SAN FRANCISCO (GenomeWeb) – Researchers from Virginia Tech have devised a low-input, high-throughput method for ChIP-seq that makes use of microfluidic technology in order to enable epigenomic profiling of clinical samples, where material is limited.
In a study published this week in Science Advances, the researchers demonstrated that the technique produced results that are comparable to standard ChIP-seq, using 100 cells or less. In addition, they applied it to cells from mouse brain, showing that it could identify epigenomic differences in cells from distinct brain regions. The study builds on previous work the group published in 2015 in Nature Methods, which also used microfluidics to for low-input ChIP-seq.
Chang Lu, senior author of the studies and a professor of chemical engineering at Virginia Tech, said the team is now working on applying the method to clinical samples, with a particular focus on brain cancer samples. He added that although he does not have specific plans to commercialize the method, it is something the university is considering. The university filed a patent related to the previous microfluidic-based method.
The main advance the researchers made from the 2015 version of the method is that they no longer rely on antibody-coated magnetic beads, which made it difficult to scale up the process and multiplex. Instead, the method involves functionalizing the channel surfaces of a microfluidic device by coating them with antibodies. The antibodies are held in place by DNA oligo linkers. Then the chromatin immunoprecipitation reaction can take place within the microfluidic device, and afterwards, the DNA can be sequenced.
In the recent study, the researchers focused on analyzing neuronal and glial cells from the mouse brain and demonstrated that they could run up to eight assays per microfluidic chip. In addition, they showed that the method, dubbed SurfaceChIP-seq, produced good results for three different histone modifications.
Andrew Adey, an assistant professor at Oregon Health and Sciences University who was not affiliated with the research but works on single-cell sequencing methods, said that the technique was interesting and definitely helped to move the field forward. "There's been a push to decrease the input for ChIP-seq for a very long time," he said, with limited success.
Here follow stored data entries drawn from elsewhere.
PR #4758, opened 2026-02-22
fix: touch scaling bug and initialize display variables as 0

ReenigneArcher:
## Description

Initialize additional display_t members (env_width/env_height/env_logical_width/env_logical_height/width/height/logical_width/logical_height) in the constructor to ensure consistent defaults. Fix touch input scaling on Windows by removing a redundant addition of display offsets (preventing double-offsetting for multi-monitor setups) and adding a clarifying comment. Tighten the video coordinate check to use explicit >0 comparisons for logical/env sizes before computing scaling factors.

TODO:
- [ ] Test to ensure no regressions on different platforms
  - [x] Windows
  - [x] Linux
  - [ ] macOS

### Issues Fixed or Closed

- Fixes https://github.com/LizardByte/Sunshine/issues/4756
- Fixes https://github.com/LizardByte/Sunshine/issues/5044

## Type of Change

- [ ] **feat**: New feature (non-breaking change which adds functionality)
- [x] **fix**: Bug fix (non-breaking change which fixes an issue)
- [ ] **docs**: Documentation only changes
- [ ] **style**: Changes that do not affect the meaning of the code (white-space, formatting, missing semicolons, etc.)
- [ ] **refactor**: Code change that neither fixes a bug nor adds a feature
- [ ] **perf**: Code change that improves performance
- [ ] **test**: Adding missing tests or correcting existing tests
- [ ] **build**: Changes that affect the build system or external dependencies
- [ ] **ci**: Changes to CI configuration files and scripts
- [ ] **chore**: Other changes that don't modify src or test files
- [ ] **revert**: Reverts a previous commit
- [ ] **BREAKING CHANGE**: Introduces a breaking change (can be combined with any type above)

## Checklist

- [x] Code follows the style guidelines of this project
- [x] Code has been self-reviewed
- [x] Code has been commented, particularly in hard-to-understand areas
- [ ] Code docstring/documentation-blocks for new or existing methods/components have been added or updated
- [ ] Unit tests have been added or updated for any new or modified functionality

### AI Usage

- [ ] **None**: No AI tools were used in creating this PR
- [ ] **Light**: AI provided minor assistance (formatting, simple suggestions)
- [x] **Moderate**: AI helped with code generation or debugging specific parts
- [ ] **Heavy**: AI generated most or all of the code changes

PR #5041, opened 2026-04-22
fix(linux/pipewire): Fix absolute touchinput for multi-monitor

Kishi85:
## Description

Absolute touch input is currently broken on portalgrab if more than one monitor is present. This is due to not setting all necessary parameters during stream setup. This PR fixes the issues in a generic way (by querying wayland using wl::monitors if necessary) in pipewire_display_t so it can be re-used.

## Type of Change

## Checklist

### AI Usage

### DIFF
--- a/src/platform/linux/pipewire.cpp
+++ b/src/platform/linux/pipewire.cpp
@@ -615,7 +615,46 @@ namespace pipewire {
       }
     }
 
-    virtual int configure_stream(const std::string &display_name, int &out_pipewire_fd, int &out_pipewire_node, int &out_pos_x, int &out_pos_y, int &out_width, int &out_height) = 0;
+    /**
+     *  @brief Configure the pipewire stream
+     *  @param display_name provide a stream for this display_name
+     *  @param out_pipewire_fd set to the pipewire fd for the stream in during function call (or -1 for using the local context)
+     *  @param out_pipewire_node set to the pipewire node of the stream in during function call
+     *  @returns 0 if the stream successfully configured
+     */
+    virtual int configure_stream(const std::string &display_name, int &out_pipewire_fd, int &out_pipewire_node) = 0;
+
+    /**
+     *  @brief Verify and update display parameters for logical dimensions, desktop dimensions and logical desktop dimensions (default is adapted from wlgrab)
+     */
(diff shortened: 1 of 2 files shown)


Kishi85:
Getting this fixed for scaled displays was a bit trickier but I think I've got that caught as well now. At least it's working using moonlight from my phone as it should.

Additional implementation note: Matching the offset to get logical dimensions while iterating monitors using wl::monitors() should have likely been enough but I've added an additional match on dimensions (both resolution and logical as dbus portal might already send logical dimensions here while pipewire seems to renegotiate on the resolution value) just to be sure.

ReenigneArcher:
@Kishi85 I think it's related to this PR and the linked issue. Can you check? https://github.com/LizardByte/Sunshine/pull/4758

I have no touch or multi-monitor setup to test out.

Kishi85:
> @Kishi85 I think it's related to this PR and the linked issue. Can you check? #4758
> 
> I have no touch or multi-monitor setup to test out.

@ReenigneArcher #4758 would ensure code consistency with the initial values for the parameters but I'm already seeing the variables consistently being initialized with 0 with this PR (not sure why, now that you mention it).

The main issue is that for absolute touchinput to work with multiple monitors is that the calculations need parameters that are not set on current master (only env_width/env_height via stream dimenions) as that was enough to get absolute touch working on pipewire streaming a single monitor. 

For multi-monitor additional values have to be correct as scale factor and absolute coordinates for the touch input are calculated with those. This PR provides all of the values as best as possible (and also retries should pipewire negotiate a different resolution) :

1. offset_x/offset_y and width/height are configured when setting up the configured stream (coming from implementation)
2. env_width/env_height are currently assumed to be equal to width/height (I haven't checked the calculationcode if it would be better to do this differently but it works fine after testing).
3. env_logical_width/env_logical_height is calculated similar to wlgrab by iterating all existing wl::monitors()
4. logical_width/logical_height are determined by matching above values from 1. to a wayland monitor during iteration in 3.

Implementations of pipewire_display_t are free to override verify_and_update_display_parameters() and provide a more fitting solution for the specific case if desired.

For testing this I've used moonlight-android on my phone streaming 2 monitors from my host pc using portalgrab or kwingrab.

Issue #5049, opened 2026-04-24
linux/pipewire: touch input goes to the wrong monitor on multi-monitor setup when using Moonlight QT


RevengeRip:
### Is there an existing issue for this?

- [x] I have searched the existing issues

### Is your issue described in the documentation?

- [x] I have read the documentation

### Is your issue present in the latest beta/pre-release?

This issue is present in the latest pre-release

### Describe the Bug

When using portal/pipewire streaming backend touch input going to the left monitor in my 3-monitor configuration, when I stream from my middle monitor with explicitly set display ID (nDP-1). Yes, this happens on latest beta even after #5041.

### Host Operating System

Linux

### Operating System Version

Arch Linux

### Architecture

amd64/x86_64

### Package

Linux - pkg.tar.zst

### GPU Type

AMD

### GPU Model

RX 9070XT

### GPU Driver/Mesa Version

Mesa 26.0.5

### Capture Method

XDG Portal Grab (Linux)

### Apps

```json

```

### Log output

```shell

```

### Online logs

https://gist.github.com/RevengeRip/d271f532ccd7e099acb98fe863e53eb5

RevengeRip:
I want to clarify: touch input is wrong when using Moonlight-QT on my Steam Deck. On Moonlight Android touch absolute position works just fine, it gets to the right monitor (and right position), but input is registered as an absolute mouse move rather than touch event (Moonlight Qt correctly sends touch inputs).
Moonlight Qt: [2026-04-24 19:10:04.051]: Debug: --begin touch packet--
Moonlight Andorid: [2026-04-24 19:24:40.091]: Debug: --begin absolute mouse move packet--

RevengeRip:
For some reason absolute touch input treated differently on Moonlight Android and Moonlight QT.

Kishi85:
I'll have a look at it again and try to figure out what #5041 is still missing.

RevengeRip:
> I'll have a look at it again and try to figure out what [#5041](https://github.com/LizardByte/Sunshine/pull/5041) is still missing.

Thanks! Is it possible to treat Moonlight Android input as touch events, or it must be done on moonlight-android side?

Kishi85:
AFAIK that is something coming from the client so it has to be handled there.

If you can self-compile, could you test if compiling with #5050 applied fixes the issue?
I'm lacking a way to have absolute touch inputs with moonlight-qt so I cannot test/reproduce this (easily) atm.

[...]

PR #5053, opened 2026-04-26
feat(linux/xdgportal): Simplify display matching logic

Kishi85:
## Description

This simplifies the display name matching logic and also allows for wl_output names to be used directly for config parameter output_name to select the initial display. The latter I've noticed was possible due to a side-note in #5049. 

Note: If someone already figured out that output_name can be used with portalgrab by prefixing the wayland output name with 'n' (DP-1 getting selected by output_name=nDP-1) this will break as it will now require the output_name to be equal to the wayland output name (DP-1 being selected with output_name=DP-1 in config) which is a lot more self-explaining.

Additionally the log message for found display explicitly states the id/name parameter now so it somewhat matches the documented behaviour.

## Type of Change

- [X] **BREAKING CHANGE**: Introduces a breaking change (can be combined with any type above)

## Checklist

### AI Usage

### DIFF
--- a/src/platform/linux/portalgrab.cpp
+++ b/src/platform/linux/portalgrab.cpp
@@ -96,42 +96,14 @@ namespace portal {
 
     std::string to_display_name() {
       if (!monitor_name.empty()) {
-        return std::format("n{}", monitor_name);
+        return monitor_name;
       }
-      return std::format("p{},{},{},{}", pos_x, pos_y, width, height);
+      return std::format("position-{}x{}-resolution-{}x{}", pos_x, pos_y, width, height);
     }
 
-    bool match_display_name(const std::string &display_name) const {
-      // Empty display_name never matches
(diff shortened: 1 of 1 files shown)


Kishi85:
This should also serve as a potential workaround for #221 for xdgportal by setting output_name to the desired primary display connector name.

@psyke83 Do you think we should also push the output_name from config to the top of the display_name list in that case (so it's always on CTRL+ALT+SHIFT+F1) or should we just let video.cpp select the display by configured name and leave the display name order (and therefore keyboard shortcuts) by position as it is currently?

psyke83:
I think that leaving the order by position seems logical but I really don't have a strong preference.

Kishi85:
I'll leave the current behaviour as it is then (sorting key order by position). This should be good to go then unless anyone finds an issue with it.

PR #5064, opened 2026-04-30
Add macOS left Alt to Command mapping option

bdjben:
## Description

This adds an opt-in macOS input setting, `key_leftalt_to_key_cmd`, that maps Moonlight's Left Alt key (`VKEY_LMENU`) to the left macOS Command key.

The mapping happens in the macOS platform key translation layer rather than through `keybindings`. This matters because `keybindings = [0xA4, 0x5B]` remaps the key before Sunshine updates its internal modifier state; later key packets that still carry the Alt modifier can then cause Sunshine to synthesize Option in addition to Command. By leaving the core keycode as `VKEY_LMENU` and only changing the macOS virtual key emitted to CoreGraphics, Sunshine continues to track Alt internally while macOS receives Command.

This is useful for macOS hosts accessed from clients or operating systems that intercept the Windows key before Moonlight can send it, but can still send Left Alt.

## Changes

- Adds `key_leftalt_to_key_cmd`, default disabled.
- Applies the remap only in `src/platform/macos/input.cpp`.
- Adds the option to the web UI for macOS hosts.
- Updates configuration docs and English locale strings.

## Testing

- `git diff --check`
- `jq empty` on updated English locale JSON files
- `npm install --no-package-lock --no-audit --no-fund`
- `npm run build`

### DIFF
--- a/docs/configuration.md
+++ b/docs/configuration.md
@@ -614,6 +614,30 @@ editing the `conf` file in a text editor. Use the examples as reference.
     </tr>
 </table>
 
+### key_leftalt_to_key_cmd
+
+<table>
+    <tr>
+        <td>Description</td>
+        <td colspan="2">
+            On macOS, map the Left Alt key from Moonlight to the left Command key. This can be useful when the client cannot send the Windows key directly.
+            @caution{Applies to macOS only.}
+        </td>
+    </tr>
+    <tr>
+        <td>Default</td>
+        <td colspan="2">@code{}
+            disabled
+            @endcode</td>
+    </tr>
+    <tr>
+        <td>Example</td>
+        <td colspan="2">@code{}
+            key_leftalt_to_key_cmd = enabled
+            @endcode</td>
+    </tr>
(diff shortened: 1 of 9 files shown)


ReenigneArcher:
This https://docs.lizardbyte.dev/projects/sunshine/master/md_docs_2configuration.html#key_rightalt_to_key_win doesn't work?

bdjben:
> This https://docs.lizardbyte.dev/projects/sunshine/master/md_docs_2configuration.html#key_rightalt_to_key_win doesn't work?

It doesn't address Windows clients accessing Mac hosts.

ReenigneArcher:
Should probably just re-use that option though. Of course instead of mapping to "win" key it would map to "cmd"

bdjben:
Remapping left alt makes much more sense in terms of key placement, and one might as well keep it on the left, since the only reason the windows-to-windows setup used right alt to map to win was because win (which is on the left) didn't work at all.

For instance, researchers from Harvard University and the Broad Institute modified their Drop-seq protocol to do single-cell ChIP-seq. While that technique does get down to the single-cell level, it does not result in many reads per cell — between 500 and 10,000. The SurfaceChIP-seq method, by contrast, generated 3 million and 13 million reads for 30 and 100 cells, respectively.
In the recent study, the researchers first tested the protocol on a cell line, using inputs of 30 cells and 100 cells, and looked at the histone markers H3K4me3 and H3K27me3.
Lu noted that the 30-cell input was sufficient to generate high-quality data when looking at H3K4me3, but because the signal for the H3K27me3 histone mark is not as strong, an input of 100 cells produced better results.
Next, they created microfluidic devices with four and eight channels and demonstrated that they could use the channels to either run different samples or to functionalize them with different antibodies to analyze different histone marks for the same sample.
Adey said that the ability to multiplex to analyze multiple features was an advantage of the method. With standard ChIP-seq, he said, the large input requirement is compounded for researchers who want to analyze multiple histone modifications.
Finally, the researchers used the method to analyze three different histone marks of neuronal and glial cells from the prefrontal cortex and the cerebellum of a mouse brain. They found that the cell types had different histone mark profiles depending on the brain region they were isolated from. Also, when they compared the results to RNA-seq data, they found that genes differentially expressed between cell types often involved different histone marking in the promoter regions.
Lu said that the team plans to apply the method to different sample types and has a particular interest in the "epigenomic dynamics involved in things like cancer development."
In addition, he said, the researchers plan to continue to improve the method. Adey noted that although the protocol was relatively straightforward, it would be limited to the few labs that have microfluidics capabilities. "In order to get to the masses, it would have to be commercialized," he said, adding that the platform is very amenable to that.
Lu said that the lab wants to improve the method to make it both easier to use and to decrease the input requirements even further, with an eye toward eventually enabling single-cell analysis. Right now, he said, the sweet spot is 30 cells. That yields 3 million reads, "which is high-quality data that's comparable to bulk data," Lu said. "I think our application has the potential to go down to single cell, and that's one aspect we're continuing to work on," he said.